▶ _INSTRUCTIONS TO FOLLOW_:
Write out, word for word, only the data from its first line to the line containing "two effects in one per-node flag.".

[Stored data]

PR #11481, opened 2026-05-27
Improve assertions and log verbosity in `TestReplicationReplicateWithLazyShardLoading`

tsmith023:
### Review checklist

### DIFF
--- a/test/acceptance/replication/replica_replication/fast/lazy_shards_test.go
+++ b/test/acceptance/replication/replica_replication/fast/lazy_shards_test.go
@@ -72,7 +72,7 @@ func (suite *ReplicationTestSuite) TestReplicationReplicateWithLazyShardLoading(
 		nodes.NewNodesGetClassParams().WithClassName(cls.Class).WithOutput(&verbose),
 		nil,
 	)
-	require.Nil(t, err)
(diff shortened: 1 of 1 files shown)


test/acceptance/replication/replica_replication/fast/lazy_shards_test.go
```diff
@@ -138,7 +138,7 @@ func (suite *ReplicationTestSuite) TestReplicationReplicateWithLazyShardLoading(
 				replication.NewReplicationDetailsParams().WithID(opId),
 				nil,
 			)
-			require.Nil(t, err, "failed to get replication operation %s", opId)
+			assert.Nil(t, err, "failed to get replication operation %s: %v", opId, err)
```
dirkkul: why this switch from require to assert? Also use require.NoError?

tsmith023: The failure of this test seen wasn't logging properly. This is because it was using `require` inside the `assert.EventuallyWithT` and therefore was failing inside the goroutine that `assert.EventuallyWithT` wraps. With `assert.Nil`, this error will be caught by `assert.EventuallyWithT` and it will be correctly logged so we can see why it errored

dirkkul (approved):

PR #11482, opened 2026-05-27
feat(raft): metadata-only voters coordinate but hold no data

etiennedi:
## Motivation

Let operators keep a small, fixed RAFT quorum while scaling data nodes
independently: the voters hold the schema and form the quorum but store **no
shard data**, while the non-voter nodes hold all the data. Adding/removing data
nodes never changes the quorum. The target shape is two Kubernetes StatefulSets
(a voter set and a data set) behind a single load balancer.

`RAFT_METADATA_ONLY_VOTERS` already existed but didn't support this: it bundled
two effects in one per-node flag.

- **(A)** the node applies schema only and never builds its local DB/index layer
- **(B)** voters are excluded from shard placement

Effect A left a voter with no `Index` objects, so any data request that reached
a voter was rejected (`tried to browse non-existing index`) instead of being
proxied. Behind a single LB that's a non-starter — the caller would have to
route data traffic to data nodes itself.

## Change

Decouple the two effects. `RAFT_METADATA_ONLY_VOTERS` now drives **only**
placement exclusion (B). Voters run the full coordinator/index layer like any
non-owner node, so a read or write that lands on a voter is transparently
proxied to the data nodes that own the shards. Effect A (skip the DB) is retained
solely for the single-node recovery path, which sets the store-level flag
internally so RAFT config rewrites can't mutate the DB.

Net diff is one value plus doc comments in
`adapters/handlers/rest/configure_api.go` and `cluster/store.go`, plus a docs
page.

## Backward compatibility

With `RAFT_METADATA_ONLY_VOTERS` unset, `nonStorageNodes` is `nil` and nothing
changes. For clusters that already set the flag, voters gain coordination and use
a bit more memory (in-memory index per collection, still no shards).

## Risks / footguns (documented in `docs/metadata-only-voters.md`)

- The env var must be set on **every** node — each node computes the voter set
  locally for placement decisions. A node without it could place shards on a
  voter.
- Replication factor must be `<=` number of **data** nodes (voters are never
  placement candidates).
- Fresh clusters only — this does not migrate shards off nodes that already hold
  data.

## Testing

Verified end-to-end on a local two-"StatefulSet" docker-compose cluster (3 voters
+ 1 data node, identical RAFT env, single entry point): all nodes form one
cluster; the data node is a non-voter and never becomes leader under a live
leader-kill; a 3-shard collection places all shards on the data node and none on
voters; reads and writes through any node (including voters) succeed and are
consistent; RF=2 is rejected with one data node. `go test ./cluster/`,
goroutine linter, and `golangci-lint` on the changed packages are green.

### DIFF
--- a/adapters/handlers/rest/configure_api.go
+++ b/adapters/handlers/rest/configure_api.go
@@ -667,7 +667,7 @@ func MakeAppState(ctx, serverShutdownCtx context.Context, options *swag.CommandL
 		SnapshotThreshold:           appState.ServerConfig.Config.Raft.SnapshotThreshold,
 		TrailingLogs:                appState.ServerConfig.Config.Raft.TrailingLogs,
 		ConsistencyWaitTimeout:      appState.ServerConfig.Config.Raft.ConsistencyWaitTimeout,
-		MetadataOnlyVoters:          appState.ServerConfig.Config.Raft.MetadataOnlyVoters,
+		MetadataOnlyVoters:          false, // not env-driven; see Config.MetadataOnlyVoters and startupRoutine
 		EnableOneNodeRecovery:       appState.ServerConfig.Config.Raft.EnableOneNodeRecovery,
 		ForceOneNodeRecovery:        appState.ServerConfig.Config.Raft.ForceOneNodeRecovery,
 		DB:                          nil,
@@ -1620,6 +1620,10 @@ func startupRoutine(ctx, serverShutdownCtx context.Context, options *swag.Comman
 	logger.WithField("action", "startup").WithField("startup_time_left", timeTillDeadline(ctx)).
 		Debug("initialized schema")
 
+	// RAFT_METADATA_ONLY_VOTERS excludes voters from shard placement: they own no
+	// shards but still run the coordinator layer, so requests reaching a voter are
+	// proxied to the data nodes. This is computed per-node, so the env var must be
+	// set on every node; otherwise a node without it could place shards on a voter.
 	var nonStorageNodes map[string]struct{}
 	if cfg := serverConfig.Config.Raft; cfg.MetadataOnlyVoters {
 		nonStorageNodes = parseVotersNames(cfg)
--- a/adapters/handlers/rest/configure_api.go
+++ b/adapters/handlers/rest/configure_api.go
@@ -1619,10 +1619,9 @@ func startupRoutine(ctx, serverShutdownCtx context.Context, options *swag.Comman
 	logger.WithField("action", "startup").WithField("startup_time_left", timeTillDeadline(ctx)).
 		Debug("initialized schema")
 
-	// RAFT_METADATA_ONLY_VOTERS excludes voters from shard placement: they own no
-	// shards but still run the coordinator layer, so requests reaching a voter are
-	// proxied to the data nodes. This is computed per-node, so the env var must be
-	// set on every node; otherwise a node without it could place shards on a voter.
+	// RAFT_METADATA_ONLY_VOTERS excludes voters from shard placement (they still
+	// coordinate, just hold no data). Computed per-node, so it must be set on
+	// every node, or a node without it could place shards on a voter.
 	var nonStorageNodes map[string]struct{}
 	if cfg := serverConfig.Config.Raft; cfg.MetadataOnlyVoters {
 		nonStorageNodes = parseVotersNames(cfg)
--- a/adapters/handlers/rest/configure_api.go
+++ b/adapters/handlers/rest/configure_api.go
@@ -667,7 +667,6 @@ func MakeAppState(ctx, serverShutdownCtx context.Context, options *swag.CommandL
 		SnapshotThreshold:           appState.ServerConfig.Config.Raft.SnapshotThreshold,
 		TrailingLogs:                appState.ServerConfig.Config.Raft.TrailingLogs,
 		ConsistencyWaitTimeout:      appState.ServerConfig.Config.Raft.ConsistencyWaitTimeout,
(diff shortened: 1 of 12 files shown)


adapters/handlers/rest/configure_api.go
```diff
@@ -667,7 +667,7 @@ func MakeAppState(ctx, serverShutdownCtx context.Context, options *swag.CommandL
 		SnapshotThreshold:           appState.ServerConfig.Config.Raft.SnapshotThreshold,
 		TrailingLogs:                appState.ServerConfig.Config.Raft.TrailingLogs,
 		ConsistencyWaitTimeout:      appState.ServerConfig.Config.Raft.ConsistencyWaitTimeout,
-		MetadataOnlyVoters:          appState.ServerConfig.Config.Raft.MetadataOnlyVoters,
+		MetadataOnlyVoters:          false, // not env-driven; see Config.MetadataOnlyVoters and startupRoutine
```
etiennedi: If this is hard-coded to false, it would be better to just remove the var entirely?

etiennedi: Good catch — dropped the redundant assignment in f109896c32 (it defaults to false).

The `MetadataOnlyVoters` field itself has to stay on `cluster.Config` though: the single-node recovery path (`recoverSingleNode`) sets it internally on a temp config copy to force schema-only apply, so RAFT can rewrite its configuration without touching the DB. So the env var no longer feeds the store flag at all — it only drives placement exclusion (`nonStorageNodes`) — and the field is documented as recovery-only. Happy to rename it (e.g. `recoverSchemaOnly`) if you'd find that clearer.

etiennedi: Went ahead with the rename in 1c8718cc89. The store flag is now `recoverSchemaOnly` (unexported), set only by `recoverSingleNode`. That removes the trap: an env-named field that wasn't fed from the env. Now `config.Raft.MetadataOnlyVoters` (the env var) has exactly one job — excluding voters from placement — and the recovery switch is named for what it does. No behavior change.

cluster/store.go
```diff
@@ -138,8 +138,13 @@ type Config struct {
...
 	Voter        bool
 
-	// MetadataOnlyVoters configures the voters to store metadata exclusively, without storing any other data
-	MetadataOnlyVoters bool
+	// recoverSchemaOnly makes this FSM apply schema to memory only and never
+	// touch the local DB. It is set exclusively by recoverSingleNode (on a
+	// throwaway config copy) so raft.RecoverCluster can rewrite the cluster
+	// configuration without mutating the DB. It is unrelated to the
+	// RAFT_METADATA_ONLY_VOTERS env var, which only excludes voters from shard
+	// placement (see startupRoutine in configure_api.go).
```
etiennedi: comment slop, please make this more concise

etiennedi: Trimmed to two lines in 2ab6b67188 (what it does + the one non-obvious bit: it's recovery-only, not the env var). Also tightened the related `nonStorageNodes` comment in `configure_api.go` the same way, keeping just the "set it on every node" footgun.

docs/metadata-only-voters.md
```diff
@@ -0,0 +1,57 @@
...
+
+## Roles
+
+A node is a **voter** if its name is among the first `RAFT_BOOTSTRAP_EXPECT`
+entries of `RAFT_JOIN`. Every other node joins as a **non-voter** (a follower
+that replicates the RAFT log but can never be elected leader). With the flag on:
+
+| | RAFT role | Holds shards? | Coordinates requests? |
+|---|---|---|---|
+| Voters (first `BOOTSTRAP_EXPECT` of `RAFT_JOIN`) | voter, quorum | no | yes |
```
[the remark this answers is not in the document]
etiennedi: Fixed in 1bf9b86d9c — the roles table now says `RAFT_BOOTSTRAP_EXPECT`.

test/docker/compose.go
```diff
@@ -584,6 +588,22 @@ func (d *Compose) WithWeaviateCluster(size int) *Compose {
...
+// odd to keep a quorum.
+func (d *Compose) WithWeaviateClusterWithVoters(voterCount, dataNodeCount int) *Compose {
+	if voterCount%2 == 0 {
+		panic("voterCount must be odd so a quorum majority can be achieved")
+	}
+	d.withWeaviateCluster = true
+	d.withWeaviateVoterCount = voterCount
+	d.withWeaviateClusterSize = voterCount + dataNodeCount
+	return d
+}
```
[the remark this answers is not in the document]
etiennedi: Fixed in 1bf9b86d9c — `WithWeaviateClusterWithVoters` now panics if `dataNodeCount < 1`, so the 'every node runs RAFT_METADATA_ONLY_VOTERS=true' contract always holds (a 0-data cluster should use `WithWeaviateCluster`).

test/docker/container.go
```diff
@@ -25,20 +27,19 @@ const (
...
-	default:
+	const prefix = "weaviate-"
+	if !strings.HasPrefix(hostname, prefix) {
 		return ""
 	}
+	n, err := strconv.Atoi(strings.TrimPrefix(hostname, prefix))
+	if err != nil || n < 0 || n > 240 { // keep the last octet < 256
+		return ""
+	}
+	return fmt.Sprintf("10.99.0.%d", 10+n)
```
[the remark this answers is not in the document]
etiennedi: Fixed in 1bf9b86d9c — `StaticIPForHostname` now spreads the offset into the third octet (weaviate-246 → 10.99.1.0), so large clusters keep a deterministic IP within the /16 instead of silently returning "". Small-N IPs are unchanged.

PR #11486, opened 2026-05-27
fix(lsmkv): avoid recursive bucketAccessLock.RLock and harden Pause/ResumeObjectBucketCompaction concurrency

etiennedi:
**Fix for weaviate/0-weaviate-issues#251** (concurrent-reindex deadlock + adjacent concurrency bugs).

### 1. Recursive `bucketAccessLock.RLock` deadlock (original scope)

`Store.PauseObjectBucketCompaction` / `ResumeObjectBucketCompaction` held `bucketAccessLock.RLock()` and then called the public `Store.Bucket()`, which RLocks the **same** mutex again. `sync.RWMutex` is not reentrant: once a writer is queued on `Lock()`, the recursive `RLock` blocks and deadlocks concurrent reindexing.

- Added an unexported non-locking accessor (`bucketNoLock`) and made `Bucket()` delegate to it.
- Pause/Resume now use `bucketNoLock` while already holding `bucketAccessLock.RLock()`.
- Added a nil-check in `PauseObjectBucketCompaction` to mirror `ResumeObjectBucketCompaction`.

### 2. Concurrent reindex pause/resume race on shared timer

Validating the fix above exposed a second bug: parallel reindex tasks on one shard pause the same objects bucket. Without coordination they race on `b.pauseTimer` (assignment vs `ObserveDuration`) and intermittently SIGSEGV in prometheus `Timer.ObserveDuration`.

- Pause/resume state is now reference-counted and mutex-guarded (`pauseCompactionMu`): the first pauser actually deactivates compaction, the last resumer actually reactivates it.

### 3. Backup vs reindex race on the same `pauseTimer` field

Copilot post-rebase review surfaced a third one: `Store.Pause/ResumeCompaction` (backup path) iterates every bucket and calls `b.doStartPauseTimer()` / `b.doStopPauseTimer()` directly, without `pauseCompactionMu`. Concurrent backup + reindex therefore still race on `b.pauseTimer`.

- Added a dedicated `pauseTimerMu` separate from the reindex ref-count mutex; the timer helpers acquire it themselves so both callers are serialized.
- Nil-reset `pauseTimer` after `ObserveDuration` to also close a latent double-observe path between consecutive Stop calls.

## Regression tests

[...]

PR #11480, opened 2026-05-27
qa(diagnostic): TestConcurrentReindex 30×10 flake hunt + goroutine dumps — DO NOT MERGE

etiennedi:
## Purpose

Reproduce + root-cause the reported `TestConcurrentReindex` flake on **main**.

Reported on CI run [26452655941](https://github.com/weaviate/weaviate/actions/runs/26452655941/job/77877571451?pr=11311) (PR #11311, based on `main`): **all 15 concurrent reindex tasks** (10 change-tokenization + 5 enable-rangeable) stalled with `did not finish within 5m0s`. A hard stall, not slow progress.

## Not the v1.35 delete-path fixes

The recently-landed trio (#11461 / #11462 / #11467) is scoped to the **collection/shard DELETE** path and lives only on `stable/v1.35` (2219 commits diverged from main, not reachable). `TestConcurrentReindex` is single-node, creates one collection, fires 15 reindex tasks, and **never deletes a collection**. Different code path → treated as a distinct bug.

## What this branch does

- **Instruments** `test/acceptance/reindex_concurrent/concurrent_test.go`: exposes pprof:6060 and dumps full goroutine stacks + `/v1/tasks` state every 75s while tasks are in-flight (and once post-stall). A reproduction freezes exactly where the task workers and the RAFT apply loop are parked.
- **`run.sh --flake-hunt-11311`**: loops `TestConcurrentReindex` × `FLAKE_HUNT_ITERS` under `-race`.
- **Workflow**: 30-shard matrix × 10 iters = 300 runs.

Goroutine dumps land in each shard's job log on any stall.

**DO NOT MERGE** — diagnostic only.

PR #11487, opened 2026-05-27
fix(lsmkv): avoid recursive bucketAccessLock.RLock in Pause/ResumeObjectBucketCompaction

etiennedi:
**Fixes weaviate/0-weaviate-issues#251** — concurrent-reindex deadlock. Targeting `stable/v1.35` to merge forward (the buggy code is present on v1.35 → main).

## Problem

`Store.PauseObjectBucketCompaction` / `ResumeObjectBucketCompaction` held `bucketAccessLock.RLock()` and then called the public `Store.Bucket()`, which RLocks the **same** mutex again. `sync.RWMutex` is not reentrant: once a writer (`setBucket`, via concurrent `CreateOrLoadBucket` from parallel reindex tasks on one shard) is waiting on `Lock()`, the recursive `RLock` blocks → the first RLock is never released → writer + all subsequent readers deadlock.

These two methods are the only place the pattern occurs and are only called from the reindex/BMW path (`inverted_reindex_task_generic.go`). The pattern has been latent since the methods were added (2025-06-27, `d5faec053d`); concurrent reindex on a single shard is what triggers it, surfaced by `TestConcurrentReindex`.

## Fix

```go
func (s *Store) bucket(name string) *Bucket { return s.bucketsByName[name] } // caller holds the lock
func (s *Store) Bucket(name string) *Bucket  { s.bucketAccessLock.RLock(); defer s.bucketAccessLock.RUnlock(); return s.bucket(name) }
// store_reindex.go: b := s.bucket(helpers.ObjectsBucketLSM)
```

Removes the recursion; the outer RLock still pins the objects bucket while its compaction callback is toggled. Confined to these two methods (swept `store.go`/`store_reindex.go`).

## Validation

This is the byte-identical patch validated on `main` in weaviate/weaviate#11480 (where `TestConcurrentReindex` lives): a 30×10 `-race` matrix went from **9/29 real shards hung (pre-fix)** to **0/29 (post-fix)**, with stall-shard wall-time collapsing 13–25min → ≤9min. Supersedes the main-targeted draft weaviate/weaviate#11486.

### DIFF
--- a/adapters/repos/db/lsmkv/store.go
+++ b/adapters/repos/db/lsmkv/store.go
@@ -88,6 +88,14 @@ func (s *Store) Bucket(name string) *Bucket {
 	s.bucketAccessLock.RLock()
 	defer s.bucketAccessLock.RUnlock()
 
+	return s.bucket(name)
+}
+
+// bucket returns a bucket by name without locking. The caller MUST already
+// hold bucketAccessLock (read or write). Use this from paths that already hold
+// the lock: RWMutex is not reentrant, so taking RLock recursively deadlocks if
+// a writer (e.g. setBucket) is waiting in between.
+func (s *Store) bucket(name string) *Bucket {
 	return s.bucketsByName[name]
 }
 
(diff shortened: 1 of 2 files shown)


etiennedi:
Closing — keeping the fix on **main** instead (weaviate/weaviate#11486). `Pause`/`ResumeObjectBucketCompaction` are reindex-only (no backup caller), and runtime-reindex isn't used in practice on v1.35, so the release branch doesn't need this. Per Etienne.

▶ _WRITTEN ANSWER_:
PR #11481, opened 2026-05-27
Improve assertions and log verbosity in `TestReplicationReplicateWithLazyShardLoading`

tsmith023:
### Review checklist

### DIFF
--- a/test/acceptance/replication/replica_replication/fast/lazy_shards_test.go
+++ b/test/acceptance/replication/replica_replication/fast/lazy_shards_test.go
@@ -72,7 +72,7 @@ func (suite *ReplicationTestSuite) TestReplicationReplicateWithLazyShardLoading(
 		nodes.NewNodesGetClassParams().WithClassName(cls.Class).WithOutput(&verbose),
 		nil,
 	)
-	require.Nil(t, err)
(diff shortened: 1 of 1 files shown)


test/acceptance/replication/replica_replication/fast/lazy_shards_test.go
```diff
@@ -138,7 +138,7 @@ func (suite *ReplicationTestSuite) TestReplicationReplicateWithLazyShardLoading(
 				replication.NewReplicationDetailsParams().WithID(opId),
 				nil,
 			)
-			require.Nil(t, err, "failed to get replication operation %s", opId)
+			assert.Nil(t, err, "failed to get replication operation %s: %v", opId, err)
```
dirkkul: why this switch from require to assert? Also use require.NoError?

tsmith023: The failure of this test seen wasn't logging properly. This is because it was using `require` inside the `assert.EventuallyWithT` and therefore was failing inside the goroutine that `assert.EventuallyWithT` wraps. With `assert.Nil`, this error will be caught by `assert.EventuallyWithT` and it will be correctly logged so we can see why it errored

dirkkul (approved):

PR #11482, opened 2026-05-27
feat(raft): metadata-only voters coordinate but hold no data

etiennedi:
## Motivation

Let operators keep a small, fixed RAFT quorum while scaling data nodes
independently: the voters hold the schema and form the quorum but store **no
shard data**, while the non-voter nodes hold all the data. Adding/removing data
nodes never changes the quorum. The target shape is two Kubernetes StatefulSets
(a voter set and a data set) behind a single load balancer.

`RAFT_METADATA_ONLY_VOTERS` already existed but didn't support this: it bundled
two effects in one per-node flag.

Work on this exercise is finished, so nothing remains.